Sindiserv reivindica municipalização da UPA Zona Norte

Após a reunião com os representantes do Conselho da Saúde do Sindiserv, na tarde de quinta-feira (14/05),  foi aprovada a entrega de um documento reivindicando novamente que o Executivo caxiense municipalize os serviços prestados pela UPA Zona Norte. A notícia de que a empresa IGH, atual administradora do serviço de saúde, encerrará as atividades no próximo mês motivou a formalização do pedido.
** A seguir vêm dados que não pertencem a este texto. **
PR #737, opened 2020-04-01
dot/rpc: Introduce Gorilla RPC package

edwardmack:
## Changes
- Added use of github.com/gorilla/rpc package for handling RPC server calls
- Removed code that was replaced by using gorilla RPC
- 

## Tests:
Start gossamer with rpc flag
```
make gossamer
./bin/gossamer --key alice --rpc
```
Interact with node via RPC (in another terminal)
```
curl -H "Content-Type: application/json" -d '{"id":1, "jsonrpc":"2.0", "method": "system_name", "params": []}' http://localhost:8545/
```

### Issues:


dot/rpc/server_test.go
```diff
@@ -1,188 +0,0 @@
...
-		w.Status = 200
-	}
-	return len(p), nil
-}
-
-func (w *MockResponseWriter) WriteHeader(status int) {
-	w.Status = status
-}
-
-func TestServeHTTP(t *testing.T) {
```
noot, line 125: maybe add a test similar to this?

dot/rpc/dotUpCodec.go
```diff
@@ -0,0 +1,85 @@
+// Copyright 2019 ChainSafe Systems (ON) Corp.
```
noot, line 1: bit of a nitpick but maybe rename this file to snake case? or just codec.go?

noot:
I wrote some code to test the rpc server,
https://github.com/noot/gossamer-rpc-tests/blob/master/main.go

running `./bin/gossamer --rpc --roles 1`, then running main.go I get 
```
{"result":null,"error":"rpc: service/method request ill-formed: \"system_Health\"","id":1}
{"result":null,"error":"rpc: service/method request ill-formed: \"author_SubmitExtrinsic\"","id":1}
```

but on development I get:
```
{"jsonrpc":"2.0","result":{"health":{"Peers":0,"IsSyncing":false,"ShouldHavePeers":true}},"error":null,"id":1}

{"jsonrpc":"2.0","result":[107,59,94,91,205,240,250,186,15,117,72,111,101,217,192,75,24,110,228,255,81,100,181,185,104,108,125,155,238,167,206,82],"error":null,"id":1}
```

maybe check if the underscore encoding is working properly? otherwise, looks good!

dot/rpc/server_test.go
edwardmack: Good idea, I'll add this...

dot/rpc/dotUpCodec.go
edwardmack: Ok

edwardmack:
@noot 
I believe the tests are failing because the request is ill-formed, for system_health the request generated by test is: 
```
{"jsonrpc":"2.0","method":"system_Health","params":{},"id":1}
```
- The method should be `system_health` (lower case h)
- params for request should be an array not an object
Using this request works:
```
{"jsonrpc":"2.0","method":"system_health","params":[],"id":1}
```
results:
```
{"result":{"health":{"Peers":0,"IsSyncing":false,"ShouldHavePeers":true}},"error":null,"id":1}
```

for author_submitExtrinsic
test request:
```
{"jsonrpc":"2.0","method":"author_SubmitExtrinsic","params":"0x03106e6f6f740140676f7373616d65725f69735f636f6f6c","id":1}
```
- Method should be `author_submitExtrinsic`
- params should be in array
Using this request works:
```
{"jsonrpc":"2.0","method":"author_submitExtrinsic","params":["0x03106e6f6f740140676f7373616d65725f69735f636f6f6c"],"id":1}
```
results:
```
{"result":[107,59,94,91,205,240,250,186,15,117,72,111,101,217,192,75,24,110,228,255,81,100,181,185,104,108,125,155,238,167,206,82],"error":null,"id":1}
```
Note, I'm not sure result for is correct in that it should be a hash represnted as a string, not byte array, but server is returning response.
Also, if I submit this request a second time I get (re-booting node fixes, but can still only call once):
```
Post http://localhost:8545: EOF
```
so it seems there is an issue with author_submitExtrinsic, but the RPC in handling and dispatching the calls correctly (I think).

I'm basing how these requests should be formed based on this: https://github.com/w3f/PSPs/blob/psp-rpc-api/psp-002.md

Let me know your thoughts.

noot:
@edwardmack nice, yeah I updated the format and it works! nice work :)

dot/rpc/dotUpCodec.go
```diff
@@ -0,0 +1,85 @@
...
+// on to the calling rpc server.
+func (c *DotUpCodecRequest) Method() (string, error) {
+	m, err := c.CodecRequest.Method()
+	if len(m) > 1 && err == nil {
+		parts := strings.Split(m, "_")
+		service, method := parts[0], parts[1]
+		r, n := utf8.DecodeRuneInString(method) // get the first rune, and it's length
+		if unicode.IsLower(r) {
+			upMethod := service + "." + string(unicode.ToUpper(r)) + method[n:]
+			log.Printf("lowercase method %s requested: treated as %s\n", m, upMethod)
```
noot, line 80: remove or change to trace

edwardmack:
This is ready for another look.

PR #817, opened 2026-04-21
feat(firmware): add DE1 firmware update over BLE

Kulitorum:
## Summary

- **Adds DE1 firmware update as a first-class feature** — Decenza can now check Decent's GitHub for new firmware, download it, and flash the DE1 over BLE end-to-end. Mirrors de1app's protocol byte-for-byte after cross-checking against de1app's Tcl source and Kal Freese's Python reference implementation.
- **Validated on real hardware**: successful v1333 → v1352 flash on a Decent tablet + DE1PRO (PCB 1.3). ~16-minute upload at ~30 ACK/sec (the Android BLE throughput limit).
- **63 unit tests** covering protocol packet builders, file header parsing, HTTP asset cache helpers, DE1Device extensions, and the full state machine including error/retry/verify-disconnect paths.

## How it works

Settings → Firmware tab shows installed version, available version (from Decent's `main`), Check Now, and Update Now. Auto-check runs 30 s after app start and every 168 h thereafter.

Three-phase BLE flash matching de1app:
1. **Erase** — `FWMapRequest(erase=1, map=1)` to A009, wait 10 s (Android) / 1 s elsewhere
2. **Upload** — stream 16-byte chunks as `[0x10][addr24 BE][payload]` to A006 via the WriteToMMR path; ACK-driven progress
3. **Verify** — `FWMapRequest(erase=0, map=1, FirstError=FF,FF,FF)` to A009; bootloader responds with `{FF,FF,FD}` on success then reboots

Safety: the DE1's dual-bank flash layout means a failed update falls back to the running firmware. Our BoardMarker check on the downloaded file + the bootloader's own verify phase are the two gates that prevent activation of a bad image.

## Bugs found and fixed in this branch

In order of discovery during real-hardware testing:

1. QML context property name was `MainController` (capital M), not `mainController` — whole UI was silently null.
2. Firmware chunk address was little-endian; de1app and Kal's Python both use big-endian. LE-encoded chunks landed at wildly wrong addresses, triggered the DE1's pumps mid-upload, and got rejected by the bootloader.
3. Erase phase was gating progression on a notification that modern firmware doesn't always send. de1app just waits a fixed delay — we now do too.
4. Byte 0 of the chunk packet is a *length* field (16), not a magic "opcode 0x10" as the original research agent reported. Same field as MMR's `0x04` for 4-byte writes.
[...]

PR #834, opened 2026-04-22
refactor(settings): replace magic-number tab indexes with symbolic ids (#833)

### LINKED ISSUE #833: Replace magic-number settings tab indexes with symbolic names
## Problem

Settings tab navigation uses raw integer indexes in 5+ places that must all be kept in lockstep whenever a tab is added, removed, or reordered:

- `qml/pages/SettingsPage.qml` — the tabBar button list and StackLayout Loader list (implicit ordering)
- `qml/pages/SettingsPage.qml:105–119` — the `tabNames[]` array in the accessibility announcer
- Every `goToSettings(N)` caller (currently `qml/main.qml:1640` and `qml/main.qml:3650`)
- Every `tabIndex: N` entry in `qml/components/SettingsSearchIndex.js` (47 entries today)
- `// Tab N: ...` comments next to each Loader (documentation only, but also drifts)

This has already caused at least one user-visible bug: in **v1.7.0**, clicking "Update Now" on the update-available popup opened the Firmware tab instead of the About tab. `#817` (feat: firmware update over BLE) inserted a new Firmware tab at index 11 without updating the `goToSettings(11)` caller in `main.qml`, which had been written when About lived at that index. The issue was accidentally fixed by `#831` (Firmware merged into About), but the underlying fragility remains.

## Proposal

Replace integer indexes with symbolic names. Two viable shapes:

**Option A — named constants exported from `SettingsPage.qml`**
```qml
// SettingsPage.qml
readonly property int tabConnections: 0
readonly property int tabMachine: 1
// ...
readonly property int tabAbout: 11
```
Callers use `SettingsPage.tabAbout` etc. Same for the search index.

**Option B — string keys resolved inside `SettingsPage`**
```qml
goToSettings(\"about\")
```
`SettingsPage.qml` owns a map from name → index. Announcer and search index use the same names.

Option B is cleaner: adding a tab then only requires updating the resolver map, and callers don't need to know indexes at all. Option A is closer to the existing code and a smaller diff.

## Acceptance

- No integer literal indexes in `goToSettings` calls, `SettingsSearchIndex.js` entries, or the accessibility announcer's `tabNames[]`
- Adding or reordering a tab requires changes in only one place (the tab definitions in `SettingsPage.qml`)
- Existing behavior unchanged

## Out of scope

- No functional changes to Settings behavior
- Debug-tab visibility logic (`Settings.isDebugBuild`) stays as-is

skialpine:
Closes #833.

## Summary
- Adds a `SettingsTabs` QML singleton that owns the ordered tab definitions (id, translation key, fallback, Loader source, `loadSync`, `debugOnly`) plus `indexOf(id)`, `tabName(id)`, `tabLabels`, `visibleTabs()`, and `visibleTabNames()` helpers.
- `SettingsPage.qml` now drives both the `TabBar` buttons and the `StackLayout` Loaders from Repeaters keyed to `SettingsTabs.visibleTabs()`. The per-tab magic numbers in `active: N in loadedTabs` are gone, along with the hand-maintained `tabNames[]` announcer array.
- Navigation uses symbolic ids: `goToSettings(\"about\")`, `goToSettings(\"historyData\")`. `SettingsPage.requestedTabIndex` became `requestedTabId` (string).
- `SettingsSearchIndex.js` entries use `tabId` strings instead of `tabIndex` integers; `SettingsSearchDialog` emits `resultSelected(tabId, cardId)` and reads localized names via `SettingsTabs.tabName(tabId)`. The old `getTabName(index, tr)` helper is gone.
- Bonus fix: language-tab label branch now picks up language changes (reads `translationVersion`).

## Why it matters
The tab order used to live in ~5 places kept in lockstep by convention. #817 inserted a new Firmware tab and the \`goToSettings(11)\` caller in \`main.qml\` silently routed \"Update Now\" to the wrong tab — exactly the failure mode the issue describes. Adding or reordering a tab now only requires editing \`SettingsTabs.qml\`.

## Test plan
- [ ] Build & launch; open Settings, confirm all 12 (or 13 in debug builds) tabs render in the same order and localized labels match.
- [ ] Tap every tab; confirm lazy-loading still works (first visit loads content, subsequent visits are instant).
- [ ] From idle, trigger the update-available dialog → \"Update Now\" → lands on the **About** tab.
- [ ] Trigger the empty-database dialog → \"Restore\" → lands on **History & Data**.
- [ ] Open Settings search; pick a result in each tab and confirm navigation + scroll-to-card still works; verify the badge on the Language tab still appears for non-English locales with untranslated strings.
- [ ] TalkBack/VoiceOver: announce each tab on selection reports the correct localized name.
- [ ] Switch language; confirm all tab labels update.

### DIFF
--- a/CMakeLists.txt
+++ b/CMakeLists.txt
@@ -586,8 +586,9 @@ if(IOS)
     target_include_directories(Decenza PRIVATE ${CMAKE_CURRENT_SOURCE_DIR}/ios)
 endif()
 
-# QML module - mark Theme.qml as singleton
+# QML module - mark singletons
 set_source_files_properties(qml/Theme.qml PROPERTIES QT_QML_SINGLETON_TYPE TRUE)
+set_source_files_properties(qml/components/SettingsTabs.qml PROPERTIES QT_QML_SINGLETON_TYPE TRUE)
 
 # Define QML files list for dependency tracking
 set(QML_FILES
@@ -711,6 +712,7 @@ set(QML_FILES
     qml/components/DateUtils.js
     qml/components/qrcode.js
     qml/components/SettingsSearchIndex.js
+    qml/components/SettingsTabs.qml
 
     qml/components/layout/LayoutItemDelegate.qml
     qml/components/layout/LayoutBarZone.qml
--- a/qml/components/SettingsSearchIndex.js
+++ b/qml/components/SettingsSearchIndex.js
@@ -23,7 +23,11 @@ function getSearchEntries(tr) {
           description: tr("settings.search.scaleConnectionDesc", "Pair a Bluetooth scale or refractometer"),
           keywords: ["scale", "acaia", "decent", "felicita", "weight", "pair", "tds", "refractometer", "atago"] },
 
-        // Screensaver (auto-sleep and auto-wake moved from Machine tab)
+        // Screensaver — auto-sleep and auto-wake also live on the Screensaver tab
+        { tabId: "screensaver", cardId: "screensaver",
+          title: tr("settings.screensaver.settings", "Screensaver Settings"),
+          description: tr("settings.search.screensaverDesc", "Choose screensaver type and settings"),
+          keywords: ["screensaver", "attractor", "pipes", "clock", "video", "image", "dim"] },
         { tabId: "screensaver", cardId: "autoSleep",
           title: tr("settings.preferences.autoSleep", "Auto-Sleep"),
           description: tr("settings.preferences.autoSleepDesc", "Put the machine to sleep after inactivity"),
@@ -162,12 +166,6 @@ function getSearchEntries(tr) {
           title: tr("settings.layout.title", "Home Screen Layout"),
           description: tr("settings.search.layoutDesc", "Customize idle screen widgets and zones"),
           keywords: ["layout", "widget", "zone", "customize", "idle", "home", "editor"] },
-
-        // Screensaver
-        { tabId: "screensaver", cardId: "screensaver",
-          title: tr("settings.screensaver.settings", "Screensaver Settings"),
-          description: tr("settings.search.screensaverDesc", "Choose screensaver type and settings"),
-          keywords: ["screensaver", "attractor", "pipes", "clock", "video", "image", "dim"] },
 
         // Visualizer
         { tabId: "visualizer", cardId: "visualizer",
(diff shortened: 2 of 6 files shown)


skialpine:
### Code review

Found 3 issues:

1. `themesLoader` is no longer defined. The refactor replaced the named `Loader`s with a `Repeater { id: tabLoaders }`, but the Save Theme dialog still references the old id in two places. Typing Enter in the theme-name field or clicking **Save** will throw `ReferenceError: themesLoader is not defined` before `saveThemeDialog.close()` runs — the theme saves (first call), but the dialog never closes and the presets list never refreshes.

https://github.com/Kulitorum/Decenza/blob/83085b290f6f480bead794b9213aeb620eb0d479/qml/pages/SettingsPage.qml#L304-L312

https://github.com/Kulitorum/Decenza/blob/83085b290f6f480bead794b9213aeb620eb0d479/qml/pages/SettingsPage.qml#L331-L340

Fix: look the loader up via the Repeater, e.g. `var themesLoader = tabLoaders.itemAt(SettingsTabs.indexOf("themes"))` and move `saveThemeDialog.close()` out of the `if (themesLoader?.item)` guard so the dialog always closes.

2. Stale section comment. `// Tab content area - all tabs preload in background` contradicts the actual behaviour (only `connections` has `loadSync: true`; everything else lazy-loads on first visit — correctly documented 14 lines below). CLAUDE.md's comment guidance warns against misleading comments.

https://github.com/Kulitorum/Decenza/blob/83085b290f6f480bead794b9213aeb620eb0d479/qml/pages/SettingsPage.qml#L194-L213

3. `SettingsSearchIndex.js` has two separate `// Screensaver` section headers (auto-sleep/auto-wake block near the top, plain screensaver block further down). A future editor adding a screensaver entry is likely to add it to the wrong block or miss the split.

https://github.com/Kulitorum/Decenza/blob/83085b290f6f480bead794b9213aeb620eb0d479/qml/components/SettingsSearchIndex.js#L25-L60

https://github.com/Kulitorum/Decenza/blob/83085b290f6f480bead794b9213aeb620eb0d479/qml/components/SettingsSearchIndex.js#L163-L172

<details>
<summary>2 below-threshold issues discarded</summary>

- [OK to skip] `visibleTabs()` as a function allocates a fresh array on each call — binding deps (`tabs`, `Settings.isDebugBuild`) are constant, so Repeaters never re-diff; the allocations only happen in low-frequency signal handlers (score: 25)
- [OK to skip] `id` as a JS-model key might shadow QML's `id` keyword — `id` is not in CLAUDE.md's reserved-names list, and QML ids are compile-time only (score: 5)

</details>

PR #838, opened 2026-04-23
feat(auto-favorites): show target yield and split cards per recipe

skialpine:
## Summary
Two related changes to make the Auto-Favorites list reflect actual recipes:

1. The \"dose to yield\" chip now displays the **target** yield (from \`yield_override\`) instead of the most recent shot's scale reading, so what's on the card is what tapping the favorite will load.
2. Cards are now split by target yield (exact) and dose rounded to the nearest 0.5 g. Previously an 18 g to 36 g shot and an 18 g to 40 g shot on the same bean collapsed into one card. Now each distinct recipe gets its own card. Dose tweaks like 18.1 / 18.2 stay in the same \"18 g\" bucket; 18 g vs 18.5 g correctly split.

## How
- \`shothistorystorage.cpp\`: \`requestAutoFavorites\` adds \`ROUND(COALESCE(dose_weight, 0) * 2) / 2.0\` (dose bucket) and \`COALESCE(yield_override, 0)\` to every groupBy mode. The outer SELECT returns the bucketed dose as \`dose_weight\` and the group's \`yield_override\` so the displayed values are the ones actually loaded.
- \`MainController::loadShotWithMetadata\` gains an optional \`doseOverride\` parameter. When set, the dose is applied via a queued \`setDyeBeanWeight\` so it runs *after* \`ProfileManager::loadProfile\`'s own deferred \`setDyeBeanWeight(recommendedDose)\` — otherwise the profile's recommended dose could overwrite the favorite's dose on profiles that declare one.
- \`AutoFavoritesPage.qml\`:
  - New \`recipeYield(yieldOverride, finalWeight)\` helper prefers \`yield_override\`, falls back to \`finalWeight\` for legacy rows where no target was stored (matches the legacy branch in \`applyLoadedShotMetadata\`).
  - Recipe chip and accessible text go through that helper.
  - Load button passes the bucketed \`model.doseWeight\` so the DYE dose matches the card.

## Why \`yield_override\` is the target
\`setBrewYieldOverride\` is called with the profile's \`targetWeight()\` every profile load (\`profilemanager.cpp:1063-1064\`), so by shot-save time \`m_settings->brewYieldOverride()\` already holds the user's manual override OR the profile default. It's only 0 for legacy volume/timer-based profiles or rows saved before this behavior existed — those fall back to \`finalWeight\` in both display and load paths.

## Test plan
- [ ] Build in Qt Creator.
- [ ] Open Auto-Favorites. Verify each card shows \`dose g to target g\` where \`target\` is the profile's target (or the user's yield override) on the latest shot.
- [ ] Run two shots on the same bean/profile: 18 g to 36 g then 18 g to 40 g. Refresh. Expect two cards.
- [ ] Run three shots on the same bean/profile/yield with doses 18.0, 18.1, 18.2 g. Expect a single \"18.0 g\" card.
- [ ] Run two shots on the same bean/profile/yield with doses 18.0 g and 18.5 g. Expect two cards.
- [ ] Tap an 18 g to 36 g card: DYE dose should load as 18.0 g (even if the latest underlying shot was 18.2 g). Yield target should load as 36.0 g.
- [ ] Tap a favorite whose profile declares a \`recommendedDose\`: confirm the card's bucketed dose wins over the profile's recommended dose.
- [ ] Legacy shot with \`yield_override = 0\` (if any exist in your DB): card should show \`finalWeight\` and tapping loads that same value.
- [ ] VoiceOver/TalkBack reads the target yield (not the actual) in the recipe summary.

### DIFF
--- a/qml/pages/AutoFavoritesPage.qml
+++ b/qml/pages/AutoFavoritesPage.qml
@@ -63,8 +63,15 @@ Page {
         }
     }
 
+    // Target yield that will be loaded when this favorite is tapped — matches the
+    // priority applied in applyLoadedShotMetadata: yield_override if > 0, else the
+    // last shot's finalWeight (the old-volume-profile fallback).
+    function recipeYield(yieldOverride, finalWeight) {
+        return yieldOverride > 0 ? yieldOverride : (finalWeight || 0)
+    }
+
     // Build accessible text based on current groupBy setting
-    function buildGroupByText(beanBrand, beanType, profileName, grinderBrand, grinderModel, grinderSetting, doseWeight, finalWeight, shotCount, avgEnjoyment) {
+    function buildGroupByText(beanBrand, beanType, profileName, grinderBrand, grinderModel, grinderSetting, doseWeight, yieldOverride, finalWeight, shotCount, avgEnjoyment) {
         var includes = getGroupByIncludes()
         var parts = []
 
@@ -85,7 +92,7 @@ Page {
         }
 
         // Always include recipe summary
-        parts.push((doseWeight || 0).toFixed(1) + "g to " + (finalWeight || 0).toFixed(1) + "g")
+        parts.push((doseWeight || 0).toFixed(1) + "g to " + recipeYield(yieldOverride, finalWeight).toFixed(1) + "g")
         parts.push(shotCount + " " + TranslationManager.translate("autofavorites.shots", "shots"))
         if (avgEnjoyment > 0)
             parts.push(avgEnjoyment + "% enjoyment")
@@ -196,7 +203,8 @@ Page {
                 property string _groupByText: autoFavoritesPage.buildGroupByText(
                     model.beanBrand, model.beanType, model.profileName,
                     model.grinderBrand, model.grinderModel, model.grinderSetting,
-                    model.doseWeight, model.finalWeight, model.shotCount, model.avgEnjoyment)
+                    model.doseWeight, model.yieldOverride, model.finalWeight,
+                    model.shotCount, model.avgEnjoyment)
 
                 // Whole card announces full details based on groupBy setting
                 AccessibleMouseArea {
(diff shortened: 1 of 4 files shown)


skialpine:
### Code review

No issues found at the reporting threshold. Checked for bugs and CLAUDE.md compliance.

<details>

- [Worth a look] `recipeYield()` comment overstates parity with `applyLoadedShotMetadata`. The loader only falls back to `finalWeight` when the current profile's `targetWeight() <= 0`; the QML helper falls back unconditionally when `yieldOverride == 0`. For a modern profile with `yield_override == 0` the card can show `finalWeight` while the load path actually keeps the profile default — the comment should clarify this approximation. (score: 72)

  https://github.com/Kulitorum/Decenza/blob/6fe5a061ff16762bc5cb3c0db6f8311f5bbdba3e/qml/pages/AutoFavoritesPage.qml#L66-L71

- [Worth a look] Brew-dialog dose flicker when `autoFavoritesOpenBrewSettings` is on. `applyLoadedShotMetadata` queues the dose write via `Qt::QueuedConnection`, but `shotMetadataLoaded(shotId, true)` is emitted synchronously, so the page pop → brew dialog open runs before the queued setter. The dialog briefly shows the profile-recommended dose (or the prior value) until the queued event drains. Consider emitting the signal inside the queued callback, or explicitly noting the flicker. (score: 50)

De acordo com a presidente do Sindiserv, Silvana Piroli, está na hora de aprender com os erros de cidades que terceirizaram a saúde e amargaram com a instabilidade da iniciativa privada.

O documento (abaixo) foi entregue nesta manhã (15/05), pela presidente, a diretora de saúde, Karina Santos e o secretário-geral, Valderês Fernando Leite, na Prefeitura, Câmara de Vereadores e na Secretaria Municipal de Saúde (SMS).

NOTA AO EXECUTIVO MUNICIPAL E À POPULAÇÃO CAXIENSE

O Sindicato dos Servidores Municipais de Caxias do Sul (Sindiserv) em conjunto com os delegados que compõem o Conselho de Saúde, diante do fim do contrato com a empresa IGH, que administra a UPA Zona Norte, manifesta sua preocupação e reivindica a imediata municipalização do serviço.

Somos contrários às terceirizações no serviço público e por diversas oportunidades expressamos nosso posicionamento com apresentação de propostas apoiadas pelo Conselho Municipal de Saúde (CMS) e Legislativo. Buscamos amparo no judiciário, na Comissão de Saúde da Câmara de Vereadores e lutamos desde o início pela municipalização do serviço.

O Sindiserv esteve reunido por diversas vezes com a gestão municipal (passada e atual), apresentando soluções para os serviços de urgência e emergência municipais. Apenas como exemplo, desde que o governo Cassina assumiu a administração, buscamos o fim das terceirizações conforme os ofícios (01, 12, 14 e 62/2020).

Entre os gargalos que envolvem as terceirizações, o principal é a transferência da responsabilidade da saúde pública para a iniciativa privada, sem o controle das ações e investimentos de forma correta. As empresas visam ao lucro, desta forma, entregar dinheiro público para a iniciativa privada é gastar mais para ter menos resultado. A principal obra de um governo é saber gerir de forma eficaz e responsável os recursos da população. Ao delegar esta função, o governo atesta sua incapacidade de trabalhar para o bem da população.

Empresas privadas geralmente possuem uma meta de lucro. Este percentual pode ser obtido por meio da exploração dos trabalhadores, contratados por baixos salários e aquisição de insumos de baixa qualidade. A população investe seus impostos para receber um atendimento de qualidade.

Os servidores públicos passam por concurso, no qual seus conhecimentos e habilidades são testados, garantindo a chamada “impessoalidade”. Na iniciativa privada não há garantias de que o profissional mais qualificado seja contratado. O município de Caxias do Sul possui servidores qualificados e experientes no atendimento das urgências e emergências que, com o fechamento do Pronto Atendimento 24h, foram encaminhados para outras atividades ocasionando a subutilização destes profissionais. Estes servidores acumularam anos de experiência e, sobretudo, mantiveram uma relação de confiança com a comunidade, conhecendo suas especificidades e necessidades.

A experiência da terceirização já deixou claro que custa muito caro delegar a função. O valor inicial licitado passou a sofrer reajustes com os chamados “Aditivos”, elevando consideravelmente o percentual do repasse ao IGH em 3 anos e 8 meses.

Ao concluir, reafirmamos nosso compromisso com uma saúde pública de qualidade, feita por servidores qualificados. Ficamos à disposição para discutirmos a proposta de dimensionamento, a partir dos dados já apurados pelo Conselho de Saúde do Sindiserv como nomeações e designação de profissionais para assumirem a prestação de serviços. Estamos confiantes que uma administração que preza pela sua população assume verdadeiramente seu papel.